PR #1912, opened 2019-03-25
[#148570] Remove N+1 queries on public and facility timeline pages

vandrijevik:
# Release Notes

Remove N+1 queries on public and facility timeline pages

# Additional Context

Should speed up the facility and public timelines, which per Skyline spend most of their time in the database. For facilities with a large number of products, this results in very slow requests, as we are currently executing 5 queries for each instrument that is shown on the timeline. Those queries look like this:

```
  OfflineReservation Load (0.3ms)  SELECT `reservations`.* FROM `reservations` WHERE `reservations`.`deleted_at` IS NULL AND `reservations`.`type` IN ('OfflineReservation') AND `reservations`.`product_id` = 14 AND `reservations`.`type` IN ('OfflineReservation') AND `reservations`.`reserve_end_at` IS NULL AND (reserve_start_at < '2019-03-25 17:14:32.245104')
  Reservation Load (0.4ms)  SELECT `reservations`.* FROM `reservations` INNER JOIN `order_details` ON `order_details`.`id` = `reservations`.`order_detail_id` INNER JOIN `orders` ON `orders`.`id` = `order_details`.`order_id` WHERE `reservations`.`deleted_at` IS NULL AND `reservations`.`product_id` = 14 AND `orders`.`state` = 'purchased' AND (reserve_end_at >= '2019-03-25 05:00:00') AND (reserve_start_at < '2019-03-26 04:59:59.999999') ORDER BY `reservations`.`reserve_start_at` ASC
  AdminReservation Load (0.2ms)  SELECT `reservations`.* FROM `reservations` WHERE `reservations`.`deleted_at` IS NULL AND `reservations`.`type` IN ('AdminReservation') AND `reservations`.`product_id` = 14 AND (reserve_end_at >= '2019-03-25 05:00:00') AND (reserve_start_at < '2019-03-26 04:59:59.999999')
  OfflineReservation Load (0.2ms)  SELECT `reservations`.* FROM `reservations` WHERE `reservations`.`deleted_at` IS NULL AND `reservations`.`type` IN ('OfflineReservation') AND `reservations`.`product_id` = 14 AND (reserve_end_at >= '2019-03-25 05:00:00') AND (reserve_start_at < '2019-03-26 04:59:59.999999')
  ScheduleRule Load (0.1ms)  SELECT `schedule_rules`.* FROM `schedule_rules` WHERE `schedule_rules`.`product_id` = 14
```

After this PR, we don’t execute any per-instrument queries, and we instead eager load all the data used in the instrument and reservation partials in the controller. To make this easier to grok, and to avoid conditionals in shared partials, I untangled the partials used in rendering, since they look differently in the different contexts.


app/views/facility_reservations/_instrument.html.haml
```diff
@@ -1,25 +1,19 @@
 .timeline_instrument[instrument]
   %h4
-    - if public_timeline?
-      = link_to instrument,
-        facility_instrument_path(current_facility, instrument)
-    - else
-      = link_to instrument,
-        facility_instrument_schedule_path(current_facility, instrument)
-
+    = link_to instrument, facility_instrument_schedule_path(current_facility, instrument)
```
meara: Are public/admin-only timelines not a thing anymore?

vandrijevik: They are! The facility timelines are `FacilityReservations#timeline`, and the public timelines are `Reservations#public_timeline`. This partial is `facility_reservations/_instrument.html.haml`, so the conditionals are gone because we know exactly which context we’re rendering from.

I find this to be much better than putting partials in `shared` and then using ivars like `@public_timeline = true` to set the context — that suggests that the partial is not really shared, since its content depends on the context where it is rendered, so it’s simpler to just split the content into unconditioned partials 😄 Does that make sense?

PR #2373, opened 2020-08-05
[WIP] Upgrade to Rails 6

jhanggi:
# Release Notes

Upgrade to Rails 6.

# Additional Context

Failing tests are addressed with the devise_saml_authenticatable update in #2372. 

- [ ] There's still a deprecation on `update_attributes!` (replace with `update!`).

- [ ] Does not introduce webpacker (on by default in new Rails 6 apps, but not default for upgraded apps)

I'm not quite sure we're ready to move forward with this, but I had some free time. It may be worth trying to backport some of the deprecations and other changes so this upgrade becomes cleaner.


config/boot.rb
```diff
@@ -1,6 +1,4 @@
-# frozen_string_literal: true
```
giladshanan, line 1: It seems like you remove these magic comments and switch from double to single quotes in a few places - what's the reason for these changes?

config/environments/development.rb
```diff
@@ -14,21 +12,27 @@
...
 
     config.cache_store = :null_store
   end
 
-  config.action_mailer.raise_delivery_errors = true
+  # Store uploaded files on the local file system (see config/storage.yml for options).
+  config.active_storage.service = :local
+
+  # Don't care if the mailer can't send.
+  config.action_mailer.raise_delivery_errors = false
```
giladshanan, line 35: Is this a Rails 6 related change, or unrelated?  I'm just curious.

config/environments/production.rb
```diff
@@ -22,28 +20,25 @@
 
   # Disable serving static files from the `/public` folder by default since
   # Apache or NGINX already handles this.
-  config.public_file_server.enabled = ENV["RAILS_SERVE_STATIC_FILES"].present?
+  config.public_file_server.enabled = ENV['RAILS_SERVE_STATIC_FILES'].present?
 
-  # Compress JavaScripts and CSS.
-  config.assets.js_compressor = Uglifier.new(harmony: true)
```
giladshanan, line 28: Why did this change?

config/boot.rb
jhanggi: What I do for a rails update is run `rake app:update` and allow it to overwrite all the files with the new versions. Then I go through and look at the changes and revert as necessary. I go back and forth on what to do with these kind of changes. The Rails templates it spits out use single quotes and don't include the `frozen_string_literal` lines. 

On one hand, changing it matches our style guide (well, we don't really enforce rubocop anymore). On the other hand, it's extra noise for future Rails upgrades. This file is identical between 5.2 and 6.0 so if we had not rubocopped it before, there would be no change to the file.

I could be convinced either way. This was just where I was leaning when I did the commit.

config/environments/development.rb
jhanggi: It's based on the `app:update` default `development.rb`. I'm not sure why we had it set to `true`.

config/environments/development.rb
```diff
@@ -71,7 +76,8 @@
 
   # Use an evented file watcher to asynchronously detect changes in source code,
   # routes, locales, etc. This feature depends on the listen gem.
-  # config.file_watcher = ActiveSupport::EventedFileUpdateChecker
+  config.file_watcher = ActiveSupport::EventedFileUpdateChecker
```
jhanggi, line 79: Note: this doesn't work in docker. For docker we need to use `ActiveSupport::FileUpdateChecker`. We often use an `ENV` check to see if we're in docker mode.

config/environments/production.rb
jhanggi: This is another `app:update` template change. I'm not sure if this needs to go away or not. I think it goes away for sure if we switch to webpacker.

PR #2377, opened 2020-08-06
Tech task: switch to newer prawn-rails library

jhanggi:
# Release Notes

Tech task: switch to newer prawn-rails library.

# Additional Context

▸ WORK REQUIRED
For every line in the data above that holds "like", return the line itself.

▸ SOLVED PROBLEM
Should speed up the facility and public timelines, which per Skyline spend most of their time in the database. For facilities with a large number of products, this results in very slow requests, as we are currently executing 5 queries for each instrument that is shown on the timeline. Those queries look like this:
I find this to be much better than putting partials in `shared` and then using ivars like `@public_timeline = true` to set the context — that suggests that the partial is not really shared, since its content depends on the context where it is rendered, so it’s simpler to just split the content into unconditioned partials 😄 Does that make sense?
giladshanan, line 1: It seems like you remove these magic comments and switch from double to single quotes in a few places - what's the reason for these changes?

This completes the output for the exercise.